• **Input for this task**:

PR #68, opened 2018-04-26
Use Content-Type and Accept headers only if defined

fabianhenniges:
The feign java client did send empty Content-Type and Accept
headers. JAX-RS spring boot server answered with a 400.


HugoMario:
thanks a lot @fabianhenniges !!

PR #72, opened 2018-04-30
Angular typescript client

kalexmills:
Migrated Angular typescript client. Model test works, but integration test seems to be hard to fix.

I would have taken care of the integration tests as well, but I am finding the filesystem path resolution mechanisms used in this repo rather confusing. In several places path separators are hard-coded to '/' characters. :-\

See #70 for further comments on referencing files on the resources path.


HugoMario:
thanks @kalexmills !

I have a doubt about field `isResponseTypeFile` on mustaches templates, i just don't see where is set/used on classes.

Issue #353, opened 2019-04-03
JavaSpring: Compilation error when using path parameters with enum values


npoirier:
### Issue description

Using swagger-codegen-maven-plugin 3.0.6 or 3.0.7, API interfaces generated for JavaSpring contain extra quotes around allowable values for PathVariable parameters, which  causes compilation errors.

```java
@ApiOperation(value = "", nickname = "getTest", notes = "", tags={ "test-controller", })
    @ApiResponses(value = { 
        @ApiResponse(code = 200, message = "OK") })
    @RequestMapping(value = "/foo/{enumValue}",
        method = RequestMethod.GET)
    ResponseEntity<Void> getTest(@ApiParam(value = "",required=true, allowableValues = ""value1", "value2"") @PathVariable("enumValue") String enumValue);
```

`allowableValues` was not generated previously with swagger-codegen-maven-plugin 3.0.5.

### Steps to reproduce

Generate a client using swagger-codegen-maven-plugin 3.0.6 or 3.0.7 with a Swagger spec containing a Path parameter with an enum value:

```---
swagger: '2.0'
info:
  title: test-service
basePath: /
tags:
  - name: test-controller
    description: Test Controller
schemes:
  - http
paths:
  /foo/{enumValue}:
    get:
      tags:
        - test-controller
      parameters:
        - in: path
          name: enumValue
          type: string
          enum:
            - value1
            - value2
      operationId: getTest
      responses:
        '200':
          description: OK
```

PR #354, opened 2019-04-04
issue-353 - JavaSpring - Fix allowedValues for enums in path parameters

npoirier:
Output allowedValues for path parameters the same way its done for header and query params.

Resolves https://github.com/swagger-api/swagger-codegen-generators/issues/353


HugoMario:
thanks a lot @npoirier

PR #355, opened 2019-04-05
Fix generated python api imports to include packageName.

oleastre:
Generate base python package import does not work at all (tested with python 3.7).
This PR fixes the generated importPath to correctly include the base package name.


HugoMario:
thanks @oleastre

PR #356, opened 2019-04-08
Typescript import must use / as path separator in every operating system

dbusacca:
Typescript import must use / as path separator in every operating system.

Using File.separator in Windows generates invalid typescript code:

### Before:
`import { MailService } from './api\mail.service';`  <- Invalid

### After:
`import { MailService } from './api/mail.service';`  <- correct in every operating system


hypery2k:
this PR is obsolete, already in master

PR #362, opened 2019-04-15
Added escaping of JSON properties with special char @ (e.g. in "@id" and "@type" of NuGet REST API)

thomas-worm-datev:
Some REST API contain JSON object property names containing the special char @. E.g. the NuGet REST API contains "@id" and "@type". This fixed compilation errors with such properties.


HugoMario:
thanks a lot @thomas-worm-datev !!

PR #363, opened 2019-04-16
Use correct retrofit annotation for query parameters

hbakkum:
Fixes an issue when using the mustache templates for generating classes using retrofit2 library. Query parameters get marked with the retrofit Path annotation which breaks any service endpoints using query parameters. This was hit when using the swagger-codegen-maven-plugin v3.0.7.


HugoMario:
nice catch, thanks!!

PR #364, opened 2019-04-16
issue-260 - Fix boolean property double 'is' issue in Java codegen.

dalbrekt:
'is' is already prepended in https://github.com/swagger-api/swagger-codegen-generators/blob/master/src/main/java/io/swagger/codegen/v3/generators/java/AbstractJavaCodegen.java#L1342


HugoMario:
thanks a lor @dalbrekt !!!!!

PR #372, opened 2019-04-28
fixed incorrect path for imports

HugoMario:
fixes https://github.com/swagger-api/swagger-codegen/issues/8930


paulbors:
Thanks guys for this, when in the next release scheduled?

PR #380, opened 2019-05-09
Set the json model to null in the OneOf and AnyOf interfaces

oleastre:
The OneOf and AnyOf interfaces added as part of PR #367 broke the html doc generation.
The interfaces are added as models in the javascript generation with:
```
defs.{{name}} = {{{modelJson}}};
```
Since `modelJson` was not set for those interfaces, the generated javascript is invalid.
This commit quickly fixes the problem by setting `modelJson` to the json `null` value. 
This is sufficient to make the html2 template happy and it's the only use of the `modelJson` field, so probably no effect on other templates.


HugoMario:
hi @oleastre, thanks for catching the issue and create this PR, it seems this fix the problem on HTML generators but it will break the feature for others generators as Java. is it possible you manage these changes that only affects the HTML generators?

i would recommend calling the SchemaHandler class in html generators and make changes there. you could add new method, new extended class overriding the methods or something similar that affect only to HTML generators.

please , let me know if you have any doubt about it

oleastre:
I used that way because the `modelJson` fields of the `CodegenModel` does not seems to be used in other templates. I don't see how it could break the java templates. 
When I search for `modelJson`, I only find the following 3 references (without my changes):
```
src/main/resources/mustache/htmlDocs2/index.mustache:            defs.{{name}} = {{{modelJson}}};
src/main/resources/handlebars/htmlDocs2/index.mustache:            defs.{{name}} = {{{modelJson}}};
src/main/java/io/swagger/codegen/v3/generators/DefaultCodegenConfig.java:        codegenModel.modelJson = Json.pretty(schema)
```
But it's maybe used in another way I haven't found. My goal is to do the correct thing without breaking other templates, not only for the html2 generator (in fact I also generate python client code for my current project).
If you have better ideas, I would be happy to implement it.
Also, how can I test it my changes do not break the java generator ?

PR #381, opened 2019-05-14
Remove duplicate "is" from Boolean getter

### LINKED ISSUE #260: [java] Duplicate "is" in boolean getter method names
Here an example of generated boolean field

```java
 /**
   * Tells if the resource is enabled
   * @return enabled
  **/
  @JsonProperty("enabled")
  public Boolean isisEnabled() {  // <<<< Should be isEnabled
    return enabled;
  }

  public void setEnabled(Boolean enabled) {
    this.enabled = enabled;
  }

  public Entity enabled(Boolean enabled) {
    this.enabled = enabled;
    return this;
  }
```

jweisman:
Resolved #260


HugoMario:
thanks @jweisman, going to check the problem with jenkins in order to merge this PR

PR #385, opened 2019-05-21
Add petstore.yaml and test its generation in AkkaHttpServerCodegenTest

karolchmist:
I'm working on `AkkaHttpServerCodegen` and I wanted to test quickly some changes. I've added this simple test to make sure I don't break the generation of the files.

It was inspired by this test:
https://github.com/swagger-api/swagger-codegen-generators/blob/master/src/test/java/io/swagger/codegen/v3/generators/java/JavaModelTest.java#L1019


HugoMario:
thanks a lot @karolchmist  !!!

PR #386, opened 2019-05-21
Replace dataType with baseType+containerType to fix compilation error in AkkaHttpServerCodegen

karolchmist:
Current version of `scala-akka-http-server` generator doesn't produce correct code if the response type is `array`. For example, for petstore it produces 

```scala
def findPetsByStatus200(responseList[Pet]: List[Pet])
(implicit toEntityMarshallerList[Pet]: ToEntityMarshaller[List[Pet]]): Route =
   complete((200, responseList[Pet]))
```

This code is not valid because `responseList[Pet]` etc contains the type with brackets (`{{dataType}}` in `api.mustache` templates).

This PR fixes this by using `{{baseType}}{{containerType}}` instead, which produces:
```scala
def findPetsByStatus200(responsePetarray: List[Pet])
(implicit toEntityMarshallerPetarray: ToEntityMarshaller[List[Pet]]): Route =  
   complete((200, responsePetarray))
```

I had to change the type of `complexReturnTypes` from `Set<String>` to `List<CodegenResponse>`, which is necessary as far as I understand the code.

I'm not a Java developer, and it's the first time I use this project, so please let me know if something can be improved.


HugoMario:
merged!!! thanks again @karolchmist !

PR #393, opened 2019-06-13
Swift 4 Updates

apfritts:
- Resolve some compiler warnings
- Resolve error when 2 enums are present on a model
- Allow a more lenient / newer version of Alamofire in Podspec


apfritts:
I'm not going to have time to continue this work. Anyone is welcome to take it over.

Issue #395, opened 2019-06-18
tox python version is incoherent with docker image


ioggstream:
## I expect

tox python version to be coherent with the one in Dockerfile

## instead 

it's not:

- tox uses py35
- Dockergile uses python:3-alpine referencing .37

PR #396, opened 2019-06-18
Fix: #395. Use a coherent python version.

ioggstream:
## This PR

Fixes python version making it coherent between  Dockerfile and tox moustaches.


HugoMario:
thanks @ioggstream

PR #406, opened 2019-06-27
fix unit test cases with wrong expect path

qiuminwei:
The path to the templateDir is spliced by backslash with hardcode in
DefaultCodegenConfig, so these test cases here will fail on Windows.


HugoMario:
hello @qiuminwei , thanks God, you didnt close this too xD

i'll take a look on it after release (tomorrow) and will help you with merge.

forker-42:
Hello,

I made a similar PR where I take the opposite way to fix it. I think `File.separator` should be used to favor platform-independent code.

PR #415, opened 2019-07-10
refs swagger-api/swagger-codegen#9548 - fix NPE for composed models

frantuma:


chrisinmtown:
will this be released as 3.0.10 or something else?

frantuma:
yes, it will be part of upcoming 3.0.10

PR #425, opened 2019-07-18
Fixe python model template to work with inheritance

giavjeko:
There are several issues with the python model template that causes incorrect behavior with inherited models.

1. Subclass constructor never calls the super constructor or even takes the super constructor arguments.
2. Subclass `swagger_types` and `attribute_map` don't include parent's properties. Because of that, all parent class properties will be removed in `ApiClient.__deserialize_model`.
3. OpenAPI specification v3 supports discriminator mapping by custom names ([docs](https://swagger.io/docs/specification/data-models/inheritance-and-polymorphism/)). That allows us to have custom strings in discriminator fields which then need to be mapped to class names. Currently, the model template does not render those mappings correctly.

This change fixes all the issues above.


HugoMario:
great! thanks a lot @giavjeko !!

PR #426, opened 2019-07-19
Fix python template dir path concatenation

giavjeko:
If custom python template dir is provided it gets discarded on path concatenation, ending up with a relative path based on the current working directory.

This change fixes the issue.


giavjeko:
This was actually wrong, closed

PR #427, opened 2019-07-22
fix duplicate key in generated json when JsonTypeInfo is used

bsa01:


HugoMario:
LGTM, thanks a lot @bsa01 !!

PR #428, opened 2019-07-22
Fix Python client custom template path

giavjeko:
If set through CLI using `--template-dir` option, the final path where the generator was looking for templates was non-existing.

This fixes the issue using the same approach as in [JavaClientCodegen](https://github.com/swagger-api/swagger-codegen-generators/blob/master/src/main/java/io/swagger/codegen/v3/generators/java/JavaClientCodegen.java#L123).


anselmos:
This has been fixed at [this commit](https://github.com/swagger-api/swagger-codegen-generators/commit/55863bc181165e1e98d74dd41f33deb3fc0cabaa) @giavjeko

frantuma:
Thanks for the PR, as mentioned by @anselmos this is included and replaced by #445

• **What is being asked**: The listing above holds a line with "PR #406, opened 2019-06-27" and a line with "If set through". Print the stretch from the first through the second, exactly and alone.

• **Answer to this task**:
PR #406, opened 2019-06-27
fix unit test cases with wrong expect path

qiuminwei:
The path to the templateDir is spliced by backslash with hardcode in
DefaultCodegenConfig, so these test cases here will fail on Windows.


HugoMario:
hello @qiuminwei , thanks God, you didnt close this too xD

i'll take a look on it after release (tomorrow) and will help you with merge.

forker-42:
Hello,

I made a similar PR where I take the opposite way to fix it. I think `File.separator` should be used to favor platform-independent code.

PR #415, opened 2019-07-10
refs swagger-api/swagger-codegen#9548 - fix NPE for composed models

frantuma:


chrisinmtown:
will this be released as 3.0.10 or something else?

frantuma:
yes, it will be part of upcoming 3.0.10

PR #425, opened 2019-07-18
Fixe python model template to work with inheritance

giavjeko:
There are several issues with the python model template that causes incorrect behavior with inherited models.

1. Subclass constructor never calls the super constructor or even takes the super constructor arguments.
2. Subclass `swagger_types` and `attribute_map` don't include parent's properties. Because of that, all parent class properties will be removed in `ApiClient.__deserialize_model`.
3. OpenAPI specification v3 supports discriminator mapping by custom names ([docs](https://swagger.io/docs/specification/data-models/inheritance-and-polymorphism/)). That allows us to have custom strings in discriminator fields which then need to be mapped to class names. Currently, the model template does not render those mappings correctly.

This change fixes all the issues above.


HugoMario:
great! thanks a lot @giavjeko !!

PR #426, opened 2019-07-19
Fix python template dir path concatenation

giavjeko:
If custom python template dir is provided it gets discarded on path concatenation, ending up with a relative path based on the current working directory.

This change fixes the issue.


giavjeko:
This was actually wrong, closed

PR #427, opened 2019-07-22
fix duplicate key in generated json when JsonTypeInfo is used

bsa01:


HugoMario:
LGTM, thanks a lot @bsa01 !!

PR #428, opened 2019-07-22
Fix Python client custom template path

giavjeko:
If set through CLI using `--template-dir` option, the final path where the generator was looking for templates was non-existing.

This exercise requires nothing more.